The psychoanalyst’s frustrations with Anna mimic the reader’s: “A modern woman needn’t be so unhappy,” she says. “You should go more places and do more things.” It does at times feel anachronistic that a woman in Anna’s circumstances would be so limited; her predecessors in claustrophobically comfortable existences experienced societal oppression that Anna is largely spared from. But Essbaum captures the prison of depression with an accuracy and a lyricism that’s impossible to deny. The final 30 pages were some of the most emotionally riveting I’ve read recently; even knowing what fate befalls such Annas, I couldn’t bear to look away from the trainwreck unfolding before my eyes.
Ready Player One
Joey: Ready Player One. Any gamer who was alive to see the 80s and 90s has seen these words scrawled across the load screen of an arcade cabinet at least a few times. Ernest Cline’s novel by that name is a thick barrage of nerdy pop culture nostalgia, formed into the shape of a post-apocalyptic bildungsroman. It is a title equally concerned with teenage angst and evil multinational megacorporations, with video games as escapism and a world without reliable energy.

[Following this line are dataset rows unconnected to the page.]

PR #1627, opened 2022-07-03
[#1401, #1620, #1626] Item Choice Advancement

### LINKED ISSUE #1401: Advancement Type: Item Choice
This advancement type is designed for any feature that gives the player a choice of options to add to their character at a certain level. This covers features with a limited set of options such as Fighting Style and more open ended features such as Magical Secrets.

## Level Up Interface

If a limited pool of options are provided, the interface will present the list with checkboxes so the player can select which options they would like. If any arbitrary items can be added, then the player is presented with a drop area where items can be dragged from the items sidebar or a compendium. Both a list of items and the drop area can be used at the same time.

It should be clear how many choices are available (Fighting Style only allows one, Magical Secrets lets you take two, etc.).

## Configuration

The `hint` string is a brief bit of text to assist players in what choices they can make. Typically this will be a portion of the feature's description and shouldn't be more than a single paragraph of one or two sentences.

The `choices` object indicates how many choices are available to the player and at which levels. A choice that can be taken only once such as a Fighter's Fighting Style would be simple as `{ 1: 1 }`, indicating that player should be presented with choosing a single style at first level. Something like Bard's Magical Secrets which gives the option of choosing two options at levels 10, 14, and 18 is shown below.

Wade Watts is a teenager living in the dilapidated stacks of trailers that pass as slums in a dystopian vision of America’s future, after fossil fuels have run out entirely. He spends most of his time as the rest of the world does—logged into The Oasis, an immersive online virtual reality experience created by the legendary (fictional) video game designer, James Halliday. When Halliday passed away, he coded a special Easter egg into the game. The first person to solve his incredibly difficult puzzles and unlock the secret wins the prize—complete control over the Oasis and hundreds of billions of dollars. And Wade finds the first part of the puzzle.

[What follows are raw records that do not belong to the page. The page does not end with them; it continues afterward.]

PR #1636, opened 2022-07-13
Refactoring of Actor5e & ActorArmorConfig

arbron:
- Create new `_prepareAbilities` method to match the existing `_prepareSkills`
- Rename `_compute*` methods to `_prepare*` and take away their return values
- Reorder methods so that methods are logically grouped (base data preparation methods, derived data preparation methods) and in (mostly) alphabetical order
- Move `simplifyBonus` into utilities
- Move attunement calculation to `prepareBaseData` to allow it to be used in active effects (for 20th level Artificers)

### DIFF
--- a/module/apps/actor-armor.js
+++ b/module/apps/actor-armor.js
@@ -1,8 +1,18 @@
 /**
  * Interface for managing a character's armor calculation.
- * @extends {DocumentSheet}
  */
 export default class ActorArmorConfig extends DocumentSheet {
+  constructor(...args) {
+    super(...args);
+
+    /**
+     * Cloned copy of the actor for previewing change.s
+     * @type {Actor5e}
+     */
+    this.clone = this.object.clone();
+  }
+
+  /* -------------------------------------------- */
 
   /** @inheritdoc */
   static get defaultOptions() {
@@ -26,19 +36,16 @@ export default class ActorArmorConfig extends DocumentSheet {
 
   /** @inheritdoc */
   async getData() {
-    // Clone actor and get AC data
-    this.clone ??= this.object.clone();
     const ac = this.clone.system.attributes.ac;
 
-    // Get configuration data for the calculation mode
+    // Get configuration data for the calculation mode, reset to flat if configuration is unavailable
     let cfg = CONFIG.DND5E.armorClasses[ac.calc];
     if ( !cfg ) {
       ac.calc = "flat";
       cfg = CONFIG.DND5E.armorClasses.flat;
-      this.clone._prepareArmorClass();
+      this.clone.updateSource({ "system.attributes.ac.calc": "flat" });
     }
 
-    // Return context data
     return {
       ac,
       calculations: CONFIG.DND5E.armorClasses,
@@ -64,29 +71,8 @@ export default class ActorArmorConfig extends DocumentSheet {
   async _onChangeInput(event) {
     await super._onChangeInput(event);
 
-    const ac = this.clone.system.attributes.ac;
-
-    // Reference form data
-    ac.calc = this.form["ac.calc"].value;
-    const cfg = CONFIG.DND5E.armorClasses[ac.calc];
-    const enableFlat = ["flat", "natural"].includes(ac.calc);
-
-    // Handle changes to the calculation mode specifically
-    ac.formula = this.form["ac.formula"].value;
-    let flat = this.form["ac.flat"].value;
-    if ( event.currentTarget.name === "ac.calc" ) {
-      ac.formula = ac.calc === "custom" ? ac.formula : cfg.formula;
-      if ( enableFlat ) flat = ac.flat;
-    }
-
-    // Recompute effective AC
-    if ( enableFlat ) ac.flat = flat;
-    this.clone._prepareArmorClass();
-
-    // Update fields
-    this.form["ac.formula"].value = ac.formula;
-    this.form["ac.formula"].disabled = ac.calc !== "custom";
-    this.form["ac.flat"].value = enableFlat ? ac.flat : ac.value;
-    this.form["ac.flat"].disabled = !enableFlat;
+    // Update clone with new data & re-render
+    this.clone.updateSource({ [`system.attributes.${event.currentTarget.name}`]: event.currentTarget.value });
+    this.render();
   }
 }


module/apps/actor-armor.js
```diff
@@ -26,10 +26,12 @@ export default class ActorArmorConfig extends DocumentSheet {
 
   /** @inheritdoc */
   async getData() {
-
     // Get actor AC data
-    const actorData = this.object.toObject(false).system;
-    const ac = actorData.attributes.ac;
+    const ac = this.object.constructor.computeArmorClass(
```
aaclayton, line 30: I propose an alternative approach here. Instead of making `computeArmorClass` a method that can accept alternative inputs, I think the workflow for the `ActorArmorConfig` sheet should be to `clone()` the actor, apply changes to the clone via `updateSource()`, and then when the form is saved commit those changes back to the original actor.

This avoids us needing to have methods like `Actor#computeArmorClass` which operate on data other than the actor's own data which I think is preferable.

module/documents/actor.js
```diff
@@ -91,79 +92,51 @@ export default class Actor5e extends Actor {
...
-    this._prepareSkills(bonusData, checkBonus, originalSkills);
-
-    // Determine Initiative Modifier
-    this._computeInitiativeModifier(checkBonus, bonusData);
-
-    // Reset class scaling and compute scaling values
-    this._classes = undefined;
-    this._computeScaleValues();
+    // Prepare armor class data
+    this.system.attributes.ac = this.constructor.computeArmorClass(
```
aaclayton, line 124: I think this method should just be `_prepareArmorClass()` similar to other actor preparation helpers, enabled by the workflow change to clone the original actor as part of AC configuration.

module/documents/actor.js
```diff
@@ -91,79 +92,51 @@ export default class Actor5e extends Actor {
...
+      this.system.attributes.ac, this.itemTypes.equipment, this.getRollData({ deterministic: true })
+    );
+    this.armor = this.system.attributes.ac.equippedArmor ?? null;
+    this.shield = this.system.attributes.ac.equippedShield ?? null;
+    if ( this.system.attributes.ac.warnings ) this._preparationWarnings.push(...this.system.attributes.ac.warnings);
+
+    // Compute encumbrance, initiative, and scale values
+    this.system.attributes.encumbrance = this.constructor.computeEncumbrance(this.system, this.items, flags);
```
aaclayton, line 132: I don't see the need for `Actor.computeEncumbrance` to be a static method, can we go back to this being an instance method? Is there some other use case which necessitates this being called externally using arbitrary (non-instanced) data?

module/documents/actor.js
```diff
@@ -91,79 +92,51 @@ export default class Actor5e extends Actor {
...
+    this.system.attributes.init = this.constructor.computeInitiative(this.system, bonusData, flags);
+    this.system.scale = this.constructor.computeScaleValues(this.classes);
```
aaclayton, line 134: similar to `computeEncumbrance`, I would feel more at ease about this being an instance method since it operates on `this.classes`.

module/documents/actor.js
```diff
@@ -246,6 +219,21 @@ export default class Actor5e extends Actor {
 
   /* -------------------------------------------- */
 
+  /**
+   * Initialize derived AC fields for Active Effects to target.
+   * Mutates the system.attributes.ac object.
+   * @private
+   */
+  _prepareBaseArmorClass() {
```
aaclayton, line 227: A consideration: in the main foundry VTT code base we are moving towards using true private methods like `#prepareBaseArmorClass` in cases where we feel the method can/should be private, otherwise treating methods as `@protected` if they are underscored. Might that be a convention we want to employ here as well?

module/documents/actor.js
```diff
@@ -361,100 +385,32 @@ export default class Actor5e extends Actor {
...
+   * Mutates the value of the system.spells object.
    * @private
    */
-  _computeScaleValues() {
-    const scale = this.system.scale ??= {};
-    for ( const [identifier, cls] of Object.entries(this.classes) ) {
-      scale[identifier] = cls.scaleValues;
-      if ( cls.subclass ) scale[cls.subclass.identifier] = cls.subclass.scaleValues;
-    }
+  _computeSpellcastingProgression() {
```
aaclayton, line 401: A few comments here:
1. If something was a public method, we should add a deprecation warning for it and shift it to the bottom of section of the file, make sure to tag it as `@deprecated` for IDE hinting.
2. If something was not previously public like `_computeSpellcastingProgression`, I think we can (even should) remove it directly without any sort of backwards-compatible warning.

aaclayton (changes requested):
Refactor looks good @arbron, thanks! Take a look at my comments and let me know what you think.

module/documents/actor.js
arbron: While normally I'd agree, I think in the instance of these preparation methods we should still leave the deprecation warnings in. Because of the lack of hooks in 5e up to this point, the only way to enhance any of this logic has been to wrap these private methods, so I think it is preferable to avoid immediately bricking a whole bunch of modules.

module/apps/actor-armor.js
```diff
@@ -65,31 +64,28 @@ export default class ActorArmorConfig extends DocumentSheet {
...
+      ac.formula = ac.calc === "custom" ? ac.formula : cfg.formula;
       if ( enableFlat ) flat = ac.flat;
     }
 
     // Recompute effective AC
-    actorData = foundry.utils.mergeObject(actorData, {"system.attributes.ac": {calc, formula}});
-    if ( enableFlat ) actorData.system.attributes.ac.flat = flat;
-    ac = this.object._computeArmorClass(actorData.data);
+    if ( enableFlat ) ac.flat = flat;
+    this.clone._prepareArmorClass();
```
aaclayton, line 84: Rather than modifying the actor data directly and then calling `_prepareArmorClass` it should be better to instead compute an object of `changes` to apply to the clone and then call `this.clone.updateSource(changes)` - AC preparation for the clone will happen automatically.

module/documents/actor.js
```diff
@@ -86,84 +108,34 @@ export default class Actor5e extends Actor {
...
-    this.shield = ac.equippedShield || null;
-    if ( ac.warnings ) this._preparationWarnings.push(...ac.warnings);
+    const checkBonus = simplifyBonus(globalBonuses?.check, bonusData);
+    this._prepareAbilities(bonusData, globalBonuses, checkBonus, originalSaves);
+    this._prepareSkills(bonusData, globalBonuses, checkBonus, originalSkills);
+    this._prepareArmorClass();
+    this._prepareEncumbrance();
+    this._prepareInitiative(bonusData, checkBonus);
+    this._prepareScaleValues();
+    this._prepareSpellcasting();
```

Cline does rely heavily on pop culture references, but his characters are deep and relatable, and his plots compelling. This book is full of moments that will make any true superfan chuckle, not least of which is the choice of narrator for the audiobook—none other than the greatest superfan himself, Wil Wheaton.
The Hollow Kingdom
Ashley: Goblins, usually relegated to side characters (prime examples being Harry Potter and Artemis Fowl), get to be the enigmatic and charming stars of Clare B. Dunkle’s The Hollow Kingdom. This made me realize I don’t know anything about goblins (I enjoyed beating them up in Final Fantasy Tactics, that’s a fact). Looking up the basics about goblins (they’re small and greedy) has made me realize it doesn’t matter if you know nothing about them, because Dunkle defies goblin stereotypes to make creatures all her own (they’re tall and witty, for one).
Dunkle’s trilogy is lauded as an underappreciated YA fantasy series, and as I make my way through the first book, I can see why its small but loyal fanbase loves it so much. It follows two sisters, Kate and Emily, who have recently inherited the estate of Hollow Hill, currently kept by their cousin, Hugh, who’s very sophisticated and doesn’t believe any of the stories about goblins that are associated with the property. He’s dismayed when Kate and Emily begin ranting about strange encounters they had with hooded, inhuman creatures, thinking them mad, silly girls. Kate and Emily prove to be proper but spunky English girls, pushing the boundaries of traditional gender roles (it’s hard when you’re trying not to be kidnapped by a hideous goblin king to be his bride). The story follows a familiar fairytale-like script, specifically that of Beauty and the Beast, but adds plenty of twists and turns to create an alluringly elusive and chilling atmosphere.